In this problem we will investigate the t-statistic for the null hypothesis \(H_0 : \beta = 0\) in simple linear regression without an intercept.

Questions

Some of the exercises are not tested by Dodona (for example the plots), but it is still useful to try them.

To begin, we generate a predictor \(x\) and a response \(y\) as follows.

set.seed(1)
x <- rnorm(100)
y <- 2 * x + rnorm(100)
  1. Perform a simple linear regression with dependent variable \(y\) and independent variable \(x\), without an intercept. Store the model in lm.fit1. Report the coefficient estimate \(\hat{\beta}\), the standard error of this coefficient estimate, and the t-statistic and p-value associated with the null hypothesis \(H_0\) in the variables in beta.hat1, se1, t.stat1 and p.value1. (You can perform regression without an intercept using the command lm(y ~ 0 + x) and you can find the exact values of the beta coefficients, standard errors… with summary(lm.fit)$coefficients)

  2. Now perform a simple linear regression with dependent variable \(x\) and independent variable \(y\), without an intercept. Store the model in lm.fit2. Report the coefficient estimate \(\hat{\beta}\), the standard error of this coefficient estimate, and the t-statistic and p-value associated with the null hypothesis \(H_0\) in the variables in beta.hat2, se2, t.stat2 and p.value2.

  3. MC1: What is the relationship between the results obtained in 1. and 2.?
    1. Both results in 1. and 2. reflect the same line. Therefore, the coefficient estimates and standard error are equal. In other words, \(y = 2x + \varepsilon\) could also be written \(x = 0.5(y - \varepsilon)\).
    2. Both results in 1. and 2. reflect the same line. Therefore, the t-statistics and p-values are equal.

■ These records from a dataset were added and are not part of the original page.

PR #125, opened 2025-03-13
Added LiteLLM support

pontus-devoteam:
Added Lite LLM support to ensure we can cover more providers to be used when building agents.

PR #318, opened 2025-03-24
Add LiteLLM support in line with AsyncOpenAI and with reproducible examples

vmayoral:
This PR is a follow up from #125, which unsuccessfully delivered LiteLLM support. See conversation there for further context.

Given the late architectural updates, there's no real need for any relevant code changes to support LiteLLM. Correspondingly, this PR delivers a working example under the `examples/model_providers` support to easy adoption for others. In particular, the example leverages `AsyncOpenAI` proposed extensions, as well as a default generic configuration demonstrating basic use with SOTA models.

Empirical testing of proposed changes:

```bash
(env) alias@brain:~/Alias/research/openai-agents-python (main*) $ python3 examples/agent_patterns/litellm.py  # with gpt-4o
Code calls itself now,  
Infinite loops echoing,  
Depth finds its own end.

(env) alias@brain:~/Alias/research/openai-agents-python (main*) $ python3 examples/agent_patterns/litellm.py   # with claude-3-7
# Recursion Haiku

Function calls itself,
Diving deeper, then returns—
Loops within themselves.

(env) alias@brain:~/Alias/research/openai-agents-python (main*) $ python3 examples/agent_patterns/litellm.py    # with qwen2.5:14b
Function calls itself,
Depth of thought in endless loop,
Circle spins to start.
```


pyproject.toml
```diff
@@ -7,7 +7,7 @@ requires-python = ">=3.9"
 license = "MIT"
 authors = [{ name = "OpenAI", email = "support@openai.com" }]
 dependencies = [
-    "openai>=1.66.5",
+    "openai>=1.68.2",
```
mjio, line 10: I think this should not be part of the PR, as it has nothing to do with the added example.

vmayoral: In my local testing, it was neccessary, otherwise it wouldn't work with `1.66.5`.

Happy to change it though if that gets this through.

PR #1270, opened 2025-07-27
fix: enforce min trigger size=1 to prevent immediate exports

mshsheikh:
When max_queue_size is small (e.g., 1), max_queue_size * export_trigger_ratio could be less than 1, resulting in a zero trigger size. This would cause immediate exports after adding any item to the queue (since queue_size >= 0 is always true), defeating the purpose of batching. This change ensures the trigger size is at least 1 by using max(1, int(max_queue_size * export_trigger_ratio)).

**Fix**:  
```python
# Before (broken for small queues)
trigger_size = int(max_queue_size * export_trigger_ratio)

# After (fixed: min 1 item needed)
trigger_size = max(1, int(max_queue_size * export_trigger_ratio))
```

**Key change**:  
Added `max(1, ...)` to guarantee the trigger size is **never 0**, so batching works even for tiny queues.

### DIFF
--- a/src/agents/tracing/processors.py
+++ b/src/agents/tracing/processors.py
@@ -183,7 +183,7 @@ class BatchTraceProcessor(TracingProcessor):
         self._shutdown_event = threading.Event()
 
         # The queue size threshold at which we export immediately.
-        self._export_trigger_size = int(max_queue_size * export_trigger_ratio)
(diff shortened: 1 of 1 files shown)


seratch (approved):
I think no one could set the max to 1 in reality, but the change logically makes sense. Thanks!

PR #1284, opened 2025-07-28
feat: add loop safeguard and fix instruction spacing/grammar

mshsheikh:
* Introduced `max_attempts` counter to prevent infinite judging loops (defaults to 5)
* Added trailing spaces between adjacent string literals for clearer agent prompts
* Inserted missing “the” in evaluator instructions for grammatical accuracy

### DIFF
--- a/examples/agent_patterns/llm_as_a_judge.py
+++ b/examples/agent_patterns/llm_as_a_judge.py
@@ -15,7 +15,7 @@ with the outline.
 story_outline_generator = Agent(
     name="story_outline_generator",
     instructions=(
-        "You generate a very short story outline based on the user's input."
+        "You generate a very short story outline based on the user's input. "
         "If there is any feedback provided, use it to improve the outline."
     ),
 )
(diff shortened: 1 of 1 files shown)


examples/agent_patterns/llm_as_a_judge.py
```diff
@@ -30,9 +30,9 @@ class EvaluationFeedback:
 evaluator = Agent[None](
     name="evaluator",
     instructions=(
-        "You evaluate a story outline and decide if it's good enough."
-        "If it's not good enough, you provide feedback on what needs to be improved."
-        "Never give it a pass on the first try. After 5 attempts, you can give it a pass if story outline is good enough - do not go for perfection"
```
seratch, line 35: the instructions allow running 5+ times, so the changes in this PR are inconsistent. if you remove the max_attempts etc., we are happy to merge other changes.

examples/agent_patterns/llm_as_a_judge.py
```diff
@@ -46,6 +46,8 @@ async def main() -> None:
 
     # We'll run the entire workflow in a single trace
     with trace("LLM as a judge"):
+        max_attempts = 5
```
seratch: as i mentioned above, please remove this additional logic, which is not necessary

mshsheikh: Apologies, I clicked the review request by mistake before reverting the changes.

seratch (approved):

examples/agent_patterns/llm_as_a_judge.py
mshsheikh: Thanks for pointing that out. The `max_attempts` logic has been removed, and only the instruction formatting fixes are kept.

PR #1292, opened 2025-07-29
Handle processor exceptions and fix tracing log formatting

mshsheikh:
* Wrap each call in `SynchronousMultiTracingProcessor` (`on_trace_start`, `on_trace_end`, `on_span_start`, `on_span_end`, `shutdown`, `force_flush`) in a `try/except` so one failing processor won’t prevent the others from running.

* Add a missing space in the `logger.error` message when no active trace is found, ensuring it reads “…first Returning NoOpSpan.” cleanly.

### DIFF
--- a/src/agents/tracing/provider.py
+++ b/src/agents/tracing/provider.py
@@ -43,28 +43,40 @@ class SynchronousMultiTracingProcessor(TracingProcessor):
         Called when a trace is started.
         """
         for processor in self._processors:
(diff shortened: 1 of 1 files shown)


seratch (approved):
in general, on_xxx callbacks are responsible to handle runtime exceptions, but having these should be good to go; @rm-openai can you review this just in case?

rm-openai (approved):

PR #1298, opened 2025-07-29
Allow to pass both session and input list

### LINKED ISSUE #1140: multiple inputs with session support
### Describe the bug
when I use multiple inputs with session,  There was a Error:
Error processing message: Cannot provide both a session and a list of input items. When using session memory, provide only a string input to append to the conversation, or use session=None and provide a list to manually manage conversation history.

### Debug information
- Agents SDK version: v0.2.0
- Python version (Python 3.10)

### Expected behavior
I want to use the multiple inputs with session in agent

DanieleMorotti:
### Summary

This PR has been implemented to resolve #1140 . I added a parameter to the `RunConfig` object such that it can be specified if the given input list will replace the session history or it will be appended to it.

The current implementation is a possible approach but I would be happy to change the code if there are better solutions.

@seratch @rm-openai whenever you have a moment, please let me know your thoughts.

### Test plan

I added 2 unit tests in `tests/test_session.py`.

### Checks

### DIFF
--- a/tests/test_session.py
+++ b/tests/test_session.py
@@ -394,8 +394,8 @@ async def test_session_memory_rejects_both_session_and_list_input(runner_method)
             await run_agent_async(runner_method, agent, list_input, session=session)
 
         # Verify the error message explains the issue
-        assert "You must specify the `session_input_callback` in" in str(exc_info.value)
-        assert "manually manage conversation history" in str(exc_info.value)
+        assert "list inputs require a `RunConfig.session_input_callback" in str(exc_info.value)
+        assert "to manage the history manually" in str(exc_info.value)
 
         session.close()
 


src/agents/run.py
```diff
@@ -1212,8 +1223,17 @@ async def _prepare_input_with_session(
         # Convert input to list format
         new_input_list = ItemHelpers.input_to_new_input_list(input)
 
-        # Combine history with new input
-        combined_input = history + new_input_list
+        if session_input_handling == "append" or session_input_handling is None:
```
seratch: To me, allowing to pass callback function here to combine the item list to save sounds more flexible. @rm-openai what do you think?

DanieleMorotti: Yes, this would offer much more flexibility.
However, would you still preserve the option for the users to specify "replace" or "append" in order to apply some predefined processing?

In that scenario, the `RunConfig` attribute could accept a `Callable`, a `str` or `None`.

Or would you prefer to have a more complex implementation like the one done for MCP filters (`ToolFilterCallable`, etc)?

seratch: Sessions are supposed to be used for maintaining conversation history across multiple agent runs. So, I don't think "replace" is a common use case. If "replace" works well, do you really need a session for the case?

 If a developer would like to make some adjustments to stored history based on some conditions, that could be a valid use case (I still think it's an edge case though). That's why I thought enabling callback functions here would make more sense. 

Let me know if I am missing anything!

DanieleMorotti: I agree. And what should happen if the callback function is left unspecified (`None`) and the input is a list? We may raise an error, as in the current implementation.

Moreover, does the callback function only take the history and the list of new items as input, or should I allow additional parameters?

DanieleMorotti:
I implemented a new version, where the `RunConfig` attribute accepts a callback function that takes as input the history from the session and the new inputs.

Let me know what else should be improved.

rm-openai:
I'm missing some context, what's the use case for this? I read the issue but couldn't quite figure it out

gonzamordecki:
@rm-openai Adding some context, as I just faced this limitation:

An agent currently cannot be run using built-in sessions from the SDK while receiving two new inputs from the user. This is requested, for example, when passing an image and text (i.e., Product Image + “Do you have this product in black?”).

DanieleMorotti:
@rm-openai I implemented this feature because it seemed useful to several people, but if you don't want to include it, just let me know and I'll close the PR.

fdb02983rhy:
Multimodal input is a fundamental feature for agents, so please allow users to handle it through the built-in session management. Currently, I have to call .to_input_list() and manage it manually.

gemue-parndt:
We really need this feature! 
I want to handle images and texts but currently only text is allowed therefore the whole Session feature is not usable...
@rm-openai please approve this PR :)

tauzhang-cn:
I also have the same problem above， please！

src/agents/memory/util.py
```diff
@@ -0,0 +1,29 @@
...
+Args:
+    history_items: The list of items from the session history.
+    new_items: The list of new input items for the current turn.
+
+Returns:
+    A list of combined items to be used as input for the agent. Can be sync or async.
+"""
+
+
+SessionInputHandler = Union[SessionMixerCallable, None]
```
seratch: For consistency with other code in this SDK, can you remove None from here and use `SessionInputHandler | None` in other source files? Also, can you make the type name consistent with the property name session_input_callback?

src/agents/run.py
```diff
@@ -179,6 +179,14 @@ class RunConfig:
     An optional dictionary of additional metadata to include with the trace.
     """
 
+    session_input_callback: SessionInputHandler = None
```
seratch: To avoid confusion for code readers, remove None union type from SessionInputHandler and change the type def here (and others):
```suggestion
    session_input_callback: SessionInputCallback | None = None
```

src/agents/run.py
```diff
@@ -1479,18 +1491,18 @@ async def _prepare_input_with_session(
...
     ) -> str | list[TResponseInputItem]:
         """Prepare input by combining it with session history if enabled."""
         if session is None:
             return input
 
-        # Validate that we don't have both a session and a list input, as this creates
-        # ambiguity about whether the list should append to or replace existing session history
-        if isinstance(input, list):
+        # If the user doesn't explicitly specify a mode, raise an error
+        if isinstance(input, list) and not session_input_callback:
```
seratch, line 1495: Asking users to pass session_input_callback is a breaking change, plus not having the callback should be fine

src/agents/memory/util.py
DanieleMorotti: I renamed `SessionMixerCallable` to `SessionInputCallback` since we don’t need two separate variables referring to the same thing (imo `SessionInputHandler` is not necessary)

src/agents/run.py
DanieleMorotti: This doesn’t seem like a breaking change to me, because it already raises an error if the user provides a list as input.
The difference now is that it should only raise an error if the input is a list and `session_input_callback` is `None`. Otherwise, it should use that function to handle the input. Let me know what do you think about it

seratch: Ah, yes. Thanks for clarifying this. The current error message should be better than the current one

DanieleMorotti:
I resolved the conflicts and added a clearer explanation of the error when a session and input list are provided together.

seratch:
Thanks for the PR and working on it for a while!

DanieleMorotti:
> Thanks for the PR and working on it for a while!

You're welcome! I'm glad for the opportunity to contribute and grow as a programmer.

PR #1300, opened 2025-07-29
Fix: Emit tool_called events immediately in streaming runs

### LINKED ISSUE #1282: Bug: `run_streamed` Buffers `tool_call_item` Events, Delaying Real-Time Feedback
### Describe the bug

The `Runner.run_streamed()` method buffers `tool_call_item` events and only emits them when the tool actually starts executing, rather than streaming them immediately when the tool call is made. This significantly delays real-time feedback in streaming applications and defeats the purpose of using streamed execution for responsive UIs.

### Debug information
- Agents SDK version: 0.2.3
- Python version: 3.10.16

### Repro steps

In other words, \(y = 2x + \varepsilon\) could also be written \(x = 0.5(y - \varepsilon)\).
  4. For the regression of \(Y\) onto \(X\) without an intercept, the t-statistic for \(H_0 : \beta = 0\) takes the form \(\hat{\beta}/SE(\hat{\beta})\), where \(\hat{\beta}\) is given by \(\hat\beta=\left ( \sum_{i=1}^{n}x_i y_i \right )/\left ( \sum_{i=1}^{n}x_{i'}^2 \right )\) and where

    \[SE(\hat{\beta}) = \sqrt{\frac{\sum_{i=1}^n(y_i - x_i\hat{\beta})^2}{(n - 1)\sum_{i=1}^nx_i^2}}\]

    Show algebraically, and confirm numerically in R, that the t-statistic can be written as

    \[\frac{\sqrt{n - 1}\sum_{i=1}^nx_iy_i}{\sqrt{(\sum_{i=1}^nx_i^2)(\sum_{i=1}^ny_i^2) - (\sum_{i=1}^nx_iy_i)}}\]
  5. Using the results from 4., argue that the t-statistic for the regression of \(y\) onto \(x\) is the same t-statistic for the regression of \(x\) onto \(y\).

  6. In R, show that when regression is performed with an intercept, the t-statistic for \(H_0 : \beta_1 = 0\) is the same for the regression of \(y\) onto \(x\) as it is the regression of \(x\) onto \(y\). Store the model in lm.fit3 and lm.fit4, respectively. Store the t-statistics for \(H_0 : \beta_1 = 0\) in t.stat3 and t.stat4, respectively.